:: What you will do ::
Every line below that has the string "personalization" needs to be copied.

:: Data under study ::

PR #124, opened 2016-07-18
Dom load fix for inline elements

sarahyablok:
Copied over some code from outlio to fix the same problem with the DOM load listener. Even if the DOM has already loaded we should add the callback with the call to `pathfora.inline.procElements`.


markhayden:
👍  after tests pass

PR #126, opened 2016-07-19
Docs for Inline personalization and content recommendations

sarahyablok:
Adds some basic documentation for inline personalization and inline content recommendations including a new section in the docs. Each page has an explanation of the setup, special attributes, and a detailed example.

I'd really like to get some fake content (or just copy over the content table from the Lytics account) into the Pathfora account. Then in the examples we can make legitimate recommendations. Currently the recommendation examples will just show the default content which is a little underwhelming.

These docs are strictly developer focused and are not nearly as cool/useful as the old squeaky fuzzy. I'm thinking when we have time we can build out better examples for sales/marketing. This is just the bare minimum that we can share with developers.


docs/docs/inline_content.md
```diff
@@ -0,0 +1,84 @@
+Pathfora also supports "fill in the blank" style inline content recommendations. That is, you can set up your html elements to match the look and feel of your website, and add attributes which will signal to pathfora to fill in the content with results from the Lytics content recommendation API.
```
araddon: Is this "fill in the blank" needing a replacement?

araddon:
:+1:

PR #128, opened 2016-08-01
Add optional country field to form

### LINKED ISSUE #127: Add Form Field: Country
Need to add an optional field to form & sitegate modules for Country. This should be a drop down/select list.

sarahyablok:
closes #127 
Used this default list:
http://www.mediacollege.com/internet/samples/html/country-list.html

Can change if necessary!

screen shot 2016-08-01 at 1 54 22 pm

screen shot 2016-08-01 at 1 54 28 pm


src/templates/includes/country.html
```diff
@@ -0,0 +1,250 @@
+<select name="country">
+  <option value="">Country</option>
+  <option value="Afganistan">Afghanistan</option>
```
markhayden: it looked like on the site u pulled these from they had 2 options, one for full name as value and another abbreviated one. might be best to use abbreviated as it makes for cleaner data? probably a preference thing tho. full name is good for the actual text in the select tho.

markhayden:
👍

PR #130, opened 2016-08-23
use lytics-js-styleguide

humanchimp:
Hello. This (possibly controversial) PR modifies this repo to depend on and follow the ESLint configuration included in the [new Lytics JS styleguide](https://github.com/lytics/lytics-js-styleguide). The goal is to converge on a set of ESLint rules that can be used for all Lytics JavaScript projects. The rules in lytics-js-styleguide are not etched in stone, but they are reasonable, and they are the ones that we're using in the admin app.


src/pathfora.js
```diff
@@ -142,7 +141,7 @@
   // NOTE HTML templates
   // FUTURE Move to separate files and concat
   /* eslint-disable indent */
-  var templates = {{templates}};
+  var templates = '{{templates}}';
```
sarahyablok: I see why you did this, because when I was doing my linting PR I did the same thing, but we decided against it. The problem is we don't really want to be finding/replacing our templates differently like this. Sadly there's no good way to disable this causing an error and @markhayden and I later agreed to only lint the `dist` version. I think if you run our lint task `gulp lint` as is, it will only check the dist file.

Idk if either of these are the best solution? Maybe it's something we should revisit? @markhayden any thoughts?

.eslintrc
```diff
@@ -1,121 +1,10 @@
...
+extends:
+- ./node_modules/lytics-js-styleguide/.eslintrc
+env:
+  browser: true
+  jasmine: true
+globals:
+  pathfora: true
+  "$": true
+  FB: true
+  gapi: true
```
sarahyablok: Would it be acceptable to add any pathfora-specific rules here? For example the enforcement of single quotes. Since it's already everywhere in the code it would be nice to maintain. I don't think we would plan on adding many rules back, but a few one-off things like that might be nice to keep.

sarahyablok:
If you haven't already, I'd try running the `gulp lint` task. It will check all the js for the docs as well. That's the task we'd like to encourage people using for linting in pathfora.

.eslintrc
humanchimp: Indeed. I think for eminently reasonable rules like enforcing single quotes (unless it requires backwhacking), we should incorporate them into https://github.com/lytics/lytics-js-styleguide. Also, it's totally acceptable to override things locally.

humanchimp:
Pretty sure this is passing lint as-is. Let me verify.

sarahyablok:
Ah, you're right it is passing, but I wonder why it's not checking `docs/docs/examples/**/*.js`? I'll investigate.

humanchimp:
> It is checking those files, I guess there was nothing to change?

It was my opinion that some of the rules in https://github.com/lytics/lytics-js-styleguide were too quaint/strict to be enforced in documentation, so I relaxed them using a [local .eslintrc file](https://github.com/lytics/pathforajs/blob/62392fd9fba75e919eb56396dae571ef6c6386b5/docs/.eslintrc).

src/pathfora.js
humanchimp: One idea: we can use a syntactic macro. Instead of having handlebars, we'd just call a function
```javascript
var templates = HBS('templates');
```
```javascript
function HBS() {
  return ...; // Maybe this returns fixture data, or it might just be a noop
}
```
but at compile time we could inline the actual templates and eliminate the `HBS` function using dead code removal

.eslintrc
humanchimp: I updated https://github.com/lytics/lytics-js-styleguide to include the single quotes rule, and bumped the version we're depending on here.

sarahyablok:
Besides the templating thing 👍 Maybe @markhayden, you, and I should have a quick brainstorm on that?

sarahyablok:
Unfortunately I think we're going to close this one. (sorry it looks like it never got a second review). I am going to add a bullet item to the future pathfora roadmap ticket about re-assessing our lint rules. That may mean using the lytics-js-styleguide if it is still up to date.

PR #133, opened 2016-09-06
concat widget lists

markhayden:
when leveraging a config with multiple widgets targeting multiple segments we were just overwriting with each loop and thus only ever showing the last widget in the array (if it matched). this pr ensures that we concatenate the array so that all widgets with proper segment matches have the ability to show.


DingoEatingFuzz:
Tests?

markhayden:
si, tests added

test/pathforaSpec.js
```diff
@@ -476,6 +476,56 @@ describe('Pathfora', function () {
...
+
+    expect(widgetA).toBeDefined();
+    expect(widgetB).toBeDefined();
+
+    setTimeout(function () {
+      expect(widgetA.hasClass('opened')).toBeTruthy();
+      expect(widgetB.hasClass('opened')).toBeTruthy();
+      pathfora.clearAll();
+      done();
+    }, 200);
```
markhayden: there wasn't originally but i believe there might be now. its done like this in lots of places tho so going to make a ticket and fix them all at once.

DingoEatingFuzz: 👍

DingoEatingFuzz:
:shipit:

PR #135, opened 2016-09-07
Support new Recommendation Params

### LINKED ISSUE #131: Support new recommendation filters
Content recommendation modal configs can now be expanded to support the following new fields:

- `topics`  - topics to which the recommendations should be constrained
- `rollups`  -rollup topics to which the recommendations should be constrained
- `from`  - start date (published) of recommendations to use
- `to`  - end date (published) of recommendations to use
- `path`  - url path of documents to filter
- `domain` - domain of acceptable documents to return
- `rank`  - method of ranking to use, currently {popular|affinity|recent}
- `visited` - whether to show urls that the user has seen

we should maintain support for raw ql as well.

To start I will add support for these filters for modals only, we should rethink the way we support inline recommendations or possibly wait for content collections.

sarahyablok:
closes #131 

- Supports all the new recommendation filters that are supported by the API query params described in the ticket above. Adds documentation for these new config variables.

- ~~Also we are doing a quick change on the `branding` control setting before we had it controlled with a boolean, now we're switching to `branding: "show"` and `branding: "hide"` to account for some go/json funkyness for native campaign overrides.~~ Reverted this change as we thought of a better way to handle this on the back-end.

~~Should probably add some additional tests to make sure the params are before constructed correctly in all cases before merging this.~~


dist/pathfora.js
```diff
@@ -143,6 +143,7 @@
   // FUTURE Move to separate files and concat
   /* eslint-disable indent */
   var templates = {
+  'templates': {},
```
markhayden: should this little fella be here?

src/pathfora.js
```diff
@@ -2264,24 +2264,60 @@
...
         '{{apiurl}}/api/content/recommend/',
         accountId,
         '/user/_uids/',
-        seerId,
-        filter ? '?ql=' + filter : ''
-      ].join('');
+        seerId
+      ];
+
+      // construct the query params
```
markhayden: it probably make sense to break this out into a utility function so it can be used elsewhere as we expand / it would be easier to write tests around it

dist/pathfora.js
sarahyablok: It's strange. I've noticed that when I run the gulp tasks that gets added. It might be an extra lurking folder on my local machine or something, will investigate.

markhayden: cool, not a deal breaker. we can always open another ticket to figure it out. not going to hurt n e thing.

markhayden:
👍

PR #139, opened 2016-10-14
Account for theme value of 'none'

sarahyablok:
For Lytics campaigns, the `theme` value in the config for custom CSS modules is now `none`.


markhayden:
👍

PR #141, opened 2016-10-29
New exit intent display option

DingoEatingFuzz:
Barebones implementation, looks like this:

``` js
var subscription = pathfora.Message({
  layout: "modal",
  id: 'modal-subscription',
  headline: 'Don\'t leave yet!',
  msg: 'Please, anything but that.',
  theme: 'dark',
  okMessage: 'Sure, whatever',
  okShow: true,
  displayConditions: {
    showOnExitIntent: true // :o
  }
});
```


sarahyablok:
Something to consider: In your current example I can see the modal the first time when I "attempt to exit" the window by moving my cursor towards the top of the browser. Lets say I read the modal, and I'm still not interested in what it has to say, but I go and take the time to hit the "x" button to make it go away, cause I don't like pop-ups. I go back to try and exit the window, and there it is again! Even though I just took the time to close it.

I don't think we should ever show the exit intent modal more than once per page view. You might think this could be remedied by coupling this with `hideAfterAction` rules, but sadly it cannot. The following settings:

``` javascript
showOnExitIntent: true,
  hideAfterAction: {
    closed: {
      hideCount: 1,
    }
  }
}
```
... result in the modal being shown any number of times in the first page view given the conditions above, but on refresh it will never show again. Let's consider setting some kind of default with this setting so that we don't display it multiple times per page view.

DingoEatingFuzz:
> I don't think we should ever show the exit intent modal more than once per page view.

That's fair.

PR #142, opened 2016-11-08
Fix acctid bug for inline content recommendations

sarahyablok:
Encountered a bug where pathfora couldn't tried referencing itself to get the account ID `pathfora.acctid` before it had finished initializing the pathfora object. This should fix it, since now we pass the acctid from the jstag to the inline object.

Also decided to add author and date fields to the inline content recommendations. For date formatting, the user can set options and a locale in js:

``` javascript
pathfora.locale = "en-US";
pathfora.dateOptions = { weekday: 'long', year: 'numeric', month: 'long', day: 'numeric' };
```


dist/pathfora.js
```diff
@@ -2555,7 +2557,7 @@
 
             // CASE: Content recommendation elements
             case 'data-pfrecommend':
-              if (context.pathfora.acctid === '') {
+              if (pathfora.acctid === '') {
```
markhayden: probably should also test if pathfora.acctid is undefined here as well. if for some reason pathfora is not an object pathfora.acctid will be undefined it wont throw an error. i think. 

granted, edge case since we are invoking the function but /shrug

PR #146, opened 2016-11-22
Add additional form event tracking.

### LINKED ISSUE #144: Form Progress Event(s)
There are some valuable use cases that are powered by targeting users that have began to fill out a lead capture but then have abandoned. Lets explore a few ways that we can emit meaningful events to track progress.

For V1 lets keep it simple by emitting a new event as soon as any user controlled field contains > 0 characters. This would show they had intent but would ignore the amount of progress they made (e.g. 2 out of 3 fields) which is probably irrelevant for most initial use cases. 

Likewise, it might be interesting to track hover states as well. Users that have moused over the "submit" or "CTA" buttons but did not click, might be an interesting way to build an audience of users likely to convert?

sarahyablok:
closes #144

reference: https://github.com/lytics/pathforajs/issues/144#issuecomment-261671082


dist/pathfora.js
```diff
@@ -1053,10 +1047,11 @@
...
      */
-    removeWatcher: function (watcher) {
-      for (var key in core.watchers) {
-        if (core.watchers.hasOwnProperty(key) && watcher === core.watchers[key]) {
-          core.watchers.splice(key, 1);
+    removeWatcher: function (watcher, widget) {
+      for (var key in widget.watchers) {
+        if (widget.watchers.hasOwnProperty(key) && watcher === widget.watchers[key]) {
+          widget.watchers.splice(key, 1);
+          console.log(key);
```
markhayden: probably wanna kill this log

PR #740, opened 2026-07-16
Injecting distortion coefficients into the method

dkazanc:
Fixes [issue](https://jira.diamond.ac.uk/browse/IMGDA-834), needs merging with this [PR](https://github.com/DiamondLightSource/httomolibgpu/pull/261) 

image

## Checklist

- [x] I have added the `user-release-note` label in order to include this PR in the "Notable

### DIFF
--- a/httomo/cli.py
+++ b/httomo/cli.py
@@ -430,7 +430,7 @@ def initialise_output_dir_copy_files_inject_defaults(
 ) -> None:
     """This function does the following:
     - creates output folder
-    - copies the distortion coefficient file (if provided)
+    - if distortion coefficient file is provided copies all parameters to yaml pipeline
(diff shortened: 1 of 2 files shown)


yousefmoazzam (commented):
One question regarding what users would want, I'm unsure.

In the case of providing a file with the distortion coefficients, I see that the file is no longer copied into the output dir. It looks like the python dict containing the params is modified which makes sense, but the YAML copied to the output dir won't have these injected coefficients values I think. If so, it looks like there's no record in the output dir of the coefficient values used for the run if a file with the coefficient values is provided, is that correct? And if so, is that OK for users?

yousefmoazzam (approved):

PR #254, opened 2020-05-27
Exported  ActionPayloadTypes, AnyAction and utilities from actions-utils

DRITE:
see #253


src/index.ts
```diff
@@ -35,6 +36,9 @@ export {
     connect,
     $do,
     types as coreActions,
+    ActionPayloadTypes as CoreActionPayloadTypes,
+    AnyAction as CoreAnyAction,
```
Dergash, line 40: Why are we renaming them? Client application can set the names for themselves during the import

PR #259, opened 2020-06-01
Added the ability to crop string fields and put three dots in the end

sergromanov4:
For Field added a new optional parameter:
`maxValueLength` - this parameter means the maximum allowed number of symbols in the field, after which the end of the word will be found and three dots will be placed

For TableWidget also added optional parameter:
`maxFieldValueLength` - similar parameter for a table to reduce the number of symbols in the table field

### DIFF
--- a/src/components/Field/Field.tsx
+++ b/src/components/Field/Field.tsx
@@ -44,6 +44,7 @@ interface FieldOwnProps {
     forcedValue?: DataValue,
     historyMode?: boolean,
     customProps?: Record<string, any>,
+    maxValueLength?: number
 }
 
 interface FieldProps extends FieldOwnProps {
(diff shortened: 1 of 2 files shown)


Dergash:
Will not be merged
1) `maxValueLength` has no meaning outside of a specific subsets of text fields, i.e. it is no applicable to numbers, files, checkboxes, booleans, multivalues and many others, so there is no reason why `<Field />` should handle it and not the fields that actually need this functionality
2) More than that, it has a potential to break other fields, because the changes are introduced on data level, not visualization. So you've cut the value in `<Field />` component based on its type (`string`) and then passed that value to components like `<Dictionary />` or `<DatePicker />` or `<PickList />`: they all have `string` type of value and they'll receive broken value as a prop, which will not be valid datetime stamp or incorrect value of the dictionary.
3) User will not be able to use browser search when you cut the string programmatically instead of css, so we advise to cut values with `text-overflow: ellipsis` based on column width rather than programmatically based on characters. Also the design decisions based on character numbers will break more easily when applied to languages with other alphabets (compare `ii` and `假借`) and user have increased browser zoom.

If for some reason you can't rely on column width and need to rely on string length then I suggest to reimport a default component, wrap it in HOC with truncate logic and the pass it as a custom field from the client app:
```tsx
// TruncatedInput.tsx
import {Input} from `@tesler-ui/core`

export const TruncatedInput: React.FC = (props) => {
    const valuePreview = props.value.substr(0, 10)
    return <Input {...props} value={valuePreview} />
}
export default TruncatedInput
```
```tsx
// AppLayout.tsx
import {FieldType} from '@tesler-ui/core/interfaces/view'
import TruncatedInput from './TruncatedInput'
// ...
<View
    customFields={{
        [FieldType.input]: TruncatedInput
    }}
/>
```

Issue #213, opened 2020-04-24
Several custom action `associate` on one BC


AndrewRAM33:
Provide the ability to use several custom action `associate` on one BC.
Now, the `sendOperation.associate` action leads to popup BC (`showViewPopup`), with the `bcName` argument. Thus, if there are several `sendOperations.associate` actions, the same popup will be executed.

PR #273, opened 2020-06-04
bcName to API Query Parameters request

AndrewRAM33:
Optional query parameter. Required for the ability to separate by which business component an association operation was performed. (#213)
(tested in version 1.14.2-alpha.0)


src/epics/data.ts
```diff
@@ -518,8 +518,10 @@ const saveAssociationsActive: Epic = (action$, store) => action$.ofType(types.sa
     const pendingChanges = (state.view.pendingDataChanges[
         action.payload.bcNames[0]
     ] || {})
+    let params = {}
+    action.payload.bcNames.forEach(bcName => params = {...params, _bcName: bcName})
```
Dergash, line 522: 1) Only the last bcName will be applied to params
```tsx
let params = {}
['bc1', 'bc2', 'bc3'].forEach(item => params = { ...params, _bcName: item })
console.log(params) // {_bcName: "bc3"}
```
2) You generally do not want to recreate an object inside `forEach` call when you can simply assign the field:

:: Response for this exercise ::
Docs for Inline personalization and content recommendations
Adds some basic documentation for inline personalization and inline content recommendations including a new section in the docs. Each page has an explanation of the setup, special attributes, and a detailed example.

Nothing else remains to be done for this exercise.